At the same time, a lot of high-gluten products, such as processed foods, are high in calories. Forsaking those products--which are popular staples of the American diet--for a more diversified diet, with fruits and vegetables, may explain the advantages many have reported by eliminating gluten, says Dee Sandquist, spokesperson for the Academy of Nutrition and Dietetics. If someone chooses to go gluten-free, Sandquist recommends a varied diet based on the federal government's "My Plate" guidelines, in which a plate is quartered among fruit, vegetables, protein and grain, and a cup representing dairy.

Meanwhile, the gluten-free market continues to balloon as industries tap into a population eager to check out the potential benefits of life free of gluten.

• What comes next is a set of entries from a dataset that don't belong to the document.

PR #92462, opened 2023-09-22
Optimize capturing lambdas in `DependencyContextExtensions` and `DependencyContextJsonReader`

### LINKED ISSUE #87911: Optimize allocations of a capturing lambda in `GetRuntimeNativeAssets`
image

image

---

Also

image

This seems related to this lambda:

https://github.com/dotnet/runtime/blob/ce953d023f20964303cf761bf6e2e72d70bdf3d9/src/libraries/Microsoft.Extensions.DependencyModel/src/DependencyContextExtensions.cs#L35

karakasa:
close #87911 

I am kind of uncertain where to put the helper methods, as I don't want to pollute other namespaces but the methods' function are very generic and might be useful to others.


src/libraries/System.Linq/src/System/Linq/SelectManyWithParameterHelpers.cs
```diff
@@ -0,0 +1,78 @@
+﻿// Licensed to the .NET Foundation under one or more agreements.
+// The .NET Foundation licenses this file to you under the MIT license.
+
+using System;
+using System.Collections.Generic;
+
+namespace System.Linq
+{
+    internal static class SelectManyWithParameterHelpers
```
ericstj, line 9: This file should not be placed under `System.Linq` since it's not part of that assembly.

ericstj (commented):
It looks to me like the issue this issue attempts to address has an open question about the scenario being measured that notices/cares about the performance here.   @Youssef1313 can you chime in on that?  @ViktorHofer -- looks like you marked the original issue `help-wanted` can you have a look at this?

Youssef1313:
@ericstj I don't have much info other than seeing these allocations at the startup of an Uno Platform Skia application. From the trace screenshots posted in the issue, it seems like all Uno does is this:

https://github.com/unoplatform/uno/blob/8b88124a5ebdc61a782326d96ff32e5cba5d452a/src/Uno.UI.Runtime.Skia.Gtk/Rendering/OpenGLESRenderSurface.cs#L29-L32

Then Silk.NET calls into this code and then we see these allocations.

src/libraries/System.Linq/src/System/Linq/SelectManyWithParameterHelpers.cs
```diff
@@ -0,0 +1,78 @@
...
+            Func<TSource, TParam1, TParam2, IEnumerable<TResult>> func, TParam1 param1, TParam2 param2)
+        {
+            foreach (var elem in src)
+            {
+                foreach (var subElem in func(elem, param1, param2))
+                {
+                    yield return subElem;
+                }
+            }
+        }
```
ViktorHofer, line 76: Why do we need to differentiate between array and non array?

ViktorHofer:
I'm also surprised that this code is executed on the hot path. Nevertheless, the optimization looks trivial (replacing the lamda with a loop) so I'm OK with that. The extension helper file should live where it is used (in DependencyModel).

ericstj:
Here's the place in Silk.NET that's using this: https://github.com/dotnet/Silk.NET/blob/d4d55347bb5d4aa9f316b516abf05ed4d8a66bfe/src/Core/Silk.NET.Core/Loader/DefaultPathResolver.cs#L212

Probably better to use https://learn.microsoft.com/en-us/dotnet/api/system.runtime.loader.assemblydependencyresolver.resolveunmanageddlltopath?view=net-7.0

src/libraries/System.Linq/src/System/Linq/SelectManyWithParameterHelpers.cs
karakasa: The data source is Array as of now so I want to provide an optimized path for it. Meanwhile it would still work if the source becomes non-array in the future.

ViktorHofer: Where is the optimized path? The method bodies are identical.

karakasa: iirc `foreach` on arrays is compiled into `for(int i=0;i<...;i++)` while `foreach` on `(IEnumerable<T>)T[]` utilizes `SZGenericArrayEnumerator<T>` eventually.

ViktorHofer: IMO such a perf optimization isn't worth the cost of having two code paths.

src/libraries/Microsoft.Extensions.DependencyModel/Microsoft.Extensions.DependencyModel.sln
```diff
@@ -1,4 +1,8 @@
-﻿Microsoft Visual Studio Solution File, Format Version 12.00
+﻿
```
ViktorHofer: Please undo these file changes. We don't check sln changes in.

src/libraries/Microsoft.Extensions.DependencyModel/src/DependencyContextJsonReader.cs
```diff
@@ -741,9 +741,18 @@ private IEnumerable<Library> CreateLibraries(IEnumerable<TargetLibrary>? librari
...
+        }
+
+        private IEnumerable<Library> CreateLibrariesNotNull(IEnumerable<TargetLibrary> libraries, bool runtime, Dictionary<string, LibraryStub>? libraryStubs)
+        {
+            foreach (TargetLibrary library in libraries)
+            {
+                Library? createdLibrary = CreateLibrary(library, runtime, libraryStubs);
+                if (createdLibrary is not null)
+                    yield return createdLibrary;
+            }
```
ViktorHofer, line 755: Why not inline the foreach loop into L745 as the method is only used once?

karakasa: I would propose to make `CreateLibrariesNotNull` a local function so that no object is `new`ed if `libraries` is `null`, similar to the original logic.

ViktorHofer (approved):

According to the market research group Packaged Facts, the sales of gluten-free foods and beverages reached $2.64 billion in 2010, a 30 percent increase since 2006, and are projected to approach $5.5 billion by 2015. At Whole Foods, for example, "the number of products within our gluten-free category has increased dramatically over the past decade and has really come into its own," says Errol Schweizer, Whole Foods' global executive grocery coordinator. "Thirty percent of our baking items are now gluten-free. It's no longer just breads and basic staples, though--the range of offerings is much larger. The flavor profile has also improved dramatically. There was a time when those products were not very appealing, but that's really changed."

[See A Gluten-Free Diet Doesn't Have to Be Boring.]

That's good news for the many people exploring these diets, as researchers continue to investigate the effects of gluten on the population and its purported linkage to various ailments. But before jumping on the gluten-free bandwagon, health professionals urge those who think they may react adversely to gluten to first get tested for celiac disease, which is widely misdiagnosed.

Until then, Fasano advises that Americans eat foods our bodies have evolved to digest by buying locally-grown, seasonal foods. In other words, stick to those common-sense guidelines of eating natural, unprocessed foods and heaps of fruits and vegetables--a program that, incidentally, looks fairly close to a gluten-free diet.